Meine Enttäuschung über den Mann fand kein Ende und breitete sich auf alle Männer der Welt aus. Der Schluss aus der Erfahrung lief in mir, wie nach dem Lesen meines ersten Kitschromans - ein Buch gelesen, alle Bücher gelesen.
Nach dem ich in der Ehe einen Mann kennenlernen durfte und zu einem enttäuschenden Schluss kam, glaubte ich alle Männer zu kennen und gab dies in meiner damaligen Überheblichkeit - oft ungefragt - weiter.

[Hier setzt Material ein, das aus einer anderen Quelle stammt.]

PR #1319, opened 2022-12-01
github actions: fix warning with node 16

jpoimboe:
Attempt to fix the following warning:

  Node.js 12 actions are deprecated. For more information see: https://github.blog/changelog/2022-09-22-github-actions-all-actions-will-begin-running-on-node16-instead-of-node12/. Please update the following actions to use Node.js 16: actions/checkout@v2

Wieder einmal ließ ich meine Erkenntnisse über Männer frei heraus “Naja, war doch nicht anders zu erwarten - eben Mann”. Neben mir stand mein 16 jähriger Sohn und antwortete ungefragt: “Immer wenn du über die Männer schimpfst, dann fühle ich mich auch angesprochen. Seit Jahren sagst du das und damit verletzt du auch mich”. Sprachlos und erschüttert stand ich vor meinem Sohn, der ja schon zu einem Mann herangereift war. Mit einem Schlag war mir klar, was ich seit Jahren -ohne darüber nachzudenken - meinen Sohn antat.
Nicht nur, das ich in ihm das Bild seines Vaters mit meinen gedankenlosen Sätzen an kratzte, nein, ich kartzte auch an seine männliche Ehre, die sich endlich gegen meine daher gesagten Sätze aufbegehrte.
Mein Sohn musste sich aber nicht nur mit meinem jahrelang anhaltenden Frust auseinander setzten, der sich ja in meinen daher gesagten Sätzen widerspiegelte, nein, er litt auch unter den Entzug von seinem Vaters. “Wenn du mir nicht ganz gehörst, will ich dich gar nicht” muß hinter seinem Rückzug aus dem Leben seines Sohnes gestanden haben.
Dies Muster übernahm nun mein Sohn. Er zog sich von den Rest der Familie zurück und verdammt alle Familienmitglieder, die nicht seiner Vorstellung entsprechen.